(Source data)

——

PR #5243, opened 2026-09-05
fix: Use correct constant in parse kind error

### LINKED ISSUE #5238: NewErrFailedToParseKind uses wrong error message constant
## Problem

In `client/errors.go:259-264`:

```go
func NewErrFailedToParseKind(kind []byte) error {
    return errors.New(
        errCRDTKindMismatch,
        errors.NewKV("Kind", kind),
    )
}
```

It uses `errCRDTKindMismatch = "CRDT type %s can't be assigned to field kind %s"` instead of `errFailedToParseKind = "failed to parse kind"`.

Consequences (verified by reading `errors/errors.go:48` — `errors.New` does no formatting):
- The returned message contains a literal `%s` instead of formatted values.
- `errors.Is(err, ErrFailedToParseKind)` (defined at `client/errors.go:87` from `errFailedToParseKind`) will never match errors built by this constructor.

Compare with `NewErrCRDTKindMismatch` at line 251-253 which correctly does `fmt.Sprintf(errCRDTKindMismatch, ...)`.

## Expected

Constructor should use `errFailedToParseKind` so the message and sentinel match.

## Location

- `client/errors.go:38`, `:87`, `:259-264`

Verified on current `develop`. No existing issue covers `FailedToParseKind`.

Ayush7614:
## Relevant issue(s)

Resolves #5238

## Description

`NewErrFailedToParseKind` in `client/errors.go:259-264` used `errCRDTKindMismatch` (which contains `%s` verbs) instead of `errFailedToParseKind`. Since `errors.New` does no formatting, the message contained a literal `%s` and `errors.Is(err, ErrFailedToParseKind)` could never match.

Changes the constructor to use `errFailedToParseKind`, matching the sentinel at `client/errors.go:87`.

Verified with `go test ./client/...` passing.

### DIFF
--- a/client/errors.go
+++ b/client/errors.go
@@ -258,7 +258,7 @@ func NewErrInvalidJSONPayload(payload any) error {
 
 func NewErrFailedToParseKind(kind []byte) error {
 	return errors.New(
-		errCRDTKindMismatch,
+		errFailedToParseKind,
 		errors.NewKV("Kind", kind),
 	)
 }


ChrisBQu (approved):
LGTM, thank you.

——

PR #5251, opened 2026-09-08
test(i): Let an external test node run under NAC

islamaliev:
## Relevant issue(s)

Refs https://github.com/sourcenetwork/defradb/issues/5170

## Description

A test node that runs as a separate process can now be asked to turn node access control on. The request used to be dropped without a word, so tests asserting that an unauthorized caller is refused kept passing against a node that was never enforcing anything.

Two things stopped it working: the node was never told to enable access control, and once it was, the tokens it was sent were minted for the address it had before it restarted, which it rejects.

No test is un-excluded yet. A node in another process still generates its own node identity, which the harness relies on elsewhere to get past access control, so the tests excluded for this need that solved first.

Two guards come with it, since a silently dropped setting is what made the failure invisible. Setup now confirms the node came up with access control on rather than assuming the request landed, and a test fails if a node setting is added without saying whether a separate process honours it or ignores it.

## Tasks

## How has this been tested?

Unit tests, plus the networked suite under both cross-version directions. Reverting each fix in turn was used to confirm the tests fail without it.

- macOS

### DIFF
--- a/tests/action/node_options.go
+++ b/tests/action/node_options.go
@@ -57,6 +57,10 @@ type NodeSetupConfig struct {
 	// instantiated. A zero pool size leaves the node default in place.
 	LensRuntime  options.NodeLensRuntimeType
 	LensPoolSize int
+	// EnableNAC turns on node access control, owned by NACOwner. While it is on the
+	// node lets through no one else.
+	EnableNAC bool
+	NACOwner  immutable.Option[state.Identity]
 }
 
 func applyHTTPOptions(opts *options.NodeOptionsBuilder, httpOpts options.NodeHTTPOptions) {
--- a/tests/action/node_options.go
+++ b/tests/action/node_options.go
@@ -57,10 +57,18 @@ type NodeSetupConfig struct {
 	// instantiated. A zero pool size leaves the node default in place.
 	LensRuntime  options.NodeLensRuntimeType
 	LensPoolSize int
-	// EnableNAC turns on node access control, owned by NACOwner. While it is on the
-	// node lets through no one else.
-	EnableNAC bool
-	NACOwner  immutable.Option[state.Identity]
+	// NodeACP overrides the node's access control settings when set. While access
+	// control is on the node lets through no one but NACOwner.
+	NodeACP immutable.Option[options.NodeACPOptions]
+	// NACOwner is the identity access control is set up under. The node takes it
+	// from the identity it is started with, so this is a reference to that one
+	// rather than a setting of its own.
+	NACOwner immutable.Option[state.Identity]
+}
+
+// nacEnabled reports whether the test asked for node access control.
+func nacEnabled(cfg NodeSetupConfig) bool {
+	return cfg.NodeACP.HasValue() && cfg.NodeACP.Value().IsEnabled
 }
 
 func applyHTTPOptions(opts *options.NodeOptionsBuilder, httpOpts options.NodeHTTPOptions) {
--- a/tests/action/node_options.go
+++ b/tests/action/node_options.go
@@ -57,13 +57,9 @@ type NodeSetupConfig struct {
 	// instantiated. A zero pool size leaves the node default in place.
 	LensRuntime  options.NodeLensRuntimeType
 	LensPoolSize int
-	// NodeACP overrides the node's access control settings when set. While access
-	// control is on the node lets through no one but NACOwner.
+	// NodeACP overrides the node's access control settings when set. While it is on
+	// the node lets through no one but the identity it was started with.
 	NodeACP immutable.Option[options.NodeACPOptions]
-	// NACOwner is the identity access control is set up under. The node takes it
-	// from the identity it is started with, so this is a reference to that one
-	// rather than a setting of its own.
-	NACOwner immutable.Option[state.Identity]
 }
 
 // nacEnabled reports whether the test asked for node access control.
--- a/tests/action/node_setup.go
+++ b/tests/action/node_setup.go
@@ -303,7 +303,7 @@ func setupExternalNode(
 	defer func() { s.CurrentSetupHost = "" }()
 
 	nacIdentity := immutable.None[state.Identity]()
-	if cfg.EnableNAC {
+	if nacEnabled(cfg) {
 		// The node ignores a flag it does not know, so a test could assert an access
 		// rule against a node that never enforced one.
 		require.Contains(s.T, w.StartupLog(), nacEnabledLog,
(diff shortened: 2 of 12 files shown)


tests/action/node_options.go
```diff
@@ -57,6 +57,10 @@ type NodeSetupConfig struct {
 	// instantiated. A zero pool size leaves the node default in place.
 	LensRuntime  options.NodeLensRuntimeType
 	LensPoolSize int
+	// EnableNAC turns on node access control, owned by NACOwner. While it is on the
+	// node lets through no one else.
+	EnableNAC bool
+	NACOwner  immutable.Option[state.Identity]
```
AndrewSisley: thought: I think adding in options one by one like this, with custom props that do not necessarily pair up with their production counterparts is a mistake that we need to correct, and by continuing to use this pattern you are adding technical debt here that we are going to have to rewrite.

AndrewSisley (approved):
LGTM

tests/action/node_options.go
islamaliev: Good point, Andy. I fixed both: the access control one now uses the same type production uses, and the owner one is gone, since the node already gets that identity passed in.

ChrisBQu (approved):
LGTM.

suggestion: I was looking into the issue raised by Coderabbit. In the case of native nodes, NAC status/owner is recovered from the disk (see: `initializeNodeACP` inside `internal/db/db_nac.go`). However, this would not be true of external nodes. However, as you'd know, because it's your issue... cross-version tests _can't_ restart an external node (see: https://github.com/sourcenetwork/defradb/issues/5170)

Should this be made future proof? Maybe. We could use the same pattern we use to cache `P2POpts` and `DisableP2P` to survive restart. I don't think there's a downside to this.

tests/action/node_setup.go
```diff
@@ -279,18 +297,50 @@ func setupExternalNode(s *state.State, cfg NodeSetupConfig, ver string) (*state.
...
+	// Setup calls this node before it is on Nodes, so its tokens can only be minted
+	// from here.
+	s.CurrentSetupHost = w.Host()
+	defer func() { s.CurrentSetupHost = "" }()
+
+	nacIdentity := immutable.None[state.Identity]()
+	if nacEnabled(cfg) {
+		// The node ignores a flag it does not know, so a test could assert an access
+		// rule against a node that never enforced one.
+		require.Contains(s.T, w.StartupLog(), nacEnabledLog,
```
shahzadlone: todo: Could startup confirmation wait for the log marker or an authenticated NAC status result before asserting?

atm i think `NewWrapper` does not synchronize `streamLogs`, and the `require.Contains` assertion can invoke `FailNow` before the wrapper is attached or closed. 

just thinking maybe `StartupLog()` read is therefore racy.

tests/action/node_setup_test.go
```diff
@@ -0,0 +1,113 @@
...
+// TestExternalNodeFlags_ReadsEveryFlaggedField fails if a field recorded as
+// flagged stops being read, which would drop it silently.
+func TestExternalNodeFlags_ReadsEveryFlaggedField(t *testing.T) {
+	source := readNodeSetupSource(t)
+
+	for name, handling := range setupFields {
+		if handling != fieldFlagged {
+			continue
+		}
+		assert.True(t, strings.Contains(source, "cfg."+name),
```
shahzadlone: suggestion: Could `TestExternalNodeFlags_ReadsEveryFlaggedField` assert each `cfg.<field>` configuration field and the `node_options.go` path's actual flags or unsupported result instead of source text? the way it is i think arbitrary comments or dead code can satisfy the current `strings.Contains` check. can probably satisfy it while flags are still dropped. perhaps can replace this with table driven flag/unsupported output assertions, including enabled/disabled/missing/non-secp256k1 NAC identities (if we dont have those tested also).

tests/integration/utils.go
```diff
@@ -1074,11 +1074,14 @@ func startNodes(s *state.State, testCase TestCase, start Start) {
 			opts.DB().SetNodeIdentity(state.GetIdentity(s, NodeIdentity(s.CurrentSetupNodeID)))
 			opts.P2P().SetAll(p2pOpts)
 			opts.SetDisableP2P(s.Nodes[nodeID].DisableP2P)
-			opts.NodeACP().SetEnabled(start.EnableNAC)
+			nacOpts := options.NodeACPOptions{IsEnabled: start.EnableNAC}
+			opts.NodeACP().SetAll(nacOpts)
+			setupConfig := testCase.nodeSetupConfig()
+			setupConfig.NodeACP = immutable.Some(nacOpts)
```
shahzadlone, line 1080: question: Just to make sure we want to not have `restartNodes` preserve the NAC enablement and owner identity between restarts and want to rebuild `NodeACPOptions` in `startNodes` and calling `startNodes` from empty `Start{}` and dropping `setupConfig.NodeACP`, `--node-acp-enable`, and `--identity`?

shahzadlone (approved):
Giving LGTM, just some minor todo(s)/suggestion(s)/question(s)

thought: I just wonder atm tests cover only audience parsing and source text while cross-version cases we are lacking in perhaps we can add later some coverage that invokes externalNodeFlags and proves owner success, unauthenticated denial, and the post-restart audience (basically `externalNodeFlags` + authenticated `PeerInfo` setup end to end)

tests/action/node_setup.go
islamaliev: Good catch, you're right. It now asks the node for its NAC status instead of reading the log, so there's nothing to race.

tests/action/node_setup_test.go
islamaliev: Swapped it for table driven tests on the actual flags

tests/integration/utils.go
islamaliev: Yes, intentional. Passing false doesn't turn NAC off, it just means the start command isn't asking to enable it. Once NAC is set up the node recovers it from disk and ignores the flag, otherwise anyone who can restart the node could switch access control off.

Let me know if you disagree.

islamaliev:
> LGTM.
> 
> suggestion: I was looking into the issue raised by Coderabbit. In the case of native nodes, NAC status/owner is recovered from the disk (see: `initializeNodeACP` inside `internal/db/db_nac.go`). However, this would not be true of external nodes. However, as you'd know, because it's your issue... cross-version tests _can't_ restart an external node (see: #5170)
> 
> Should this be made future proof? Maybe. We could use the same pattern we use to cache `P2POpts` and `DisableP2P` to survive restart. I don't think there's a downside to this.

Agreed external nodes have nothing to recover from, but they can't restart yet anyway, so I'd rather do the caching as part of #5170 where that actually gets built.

——

▶ **What you will do**: Work out how many lines of the data include the word "StartupLog". Then write only that number.

▶ **Solution to the problem**: 3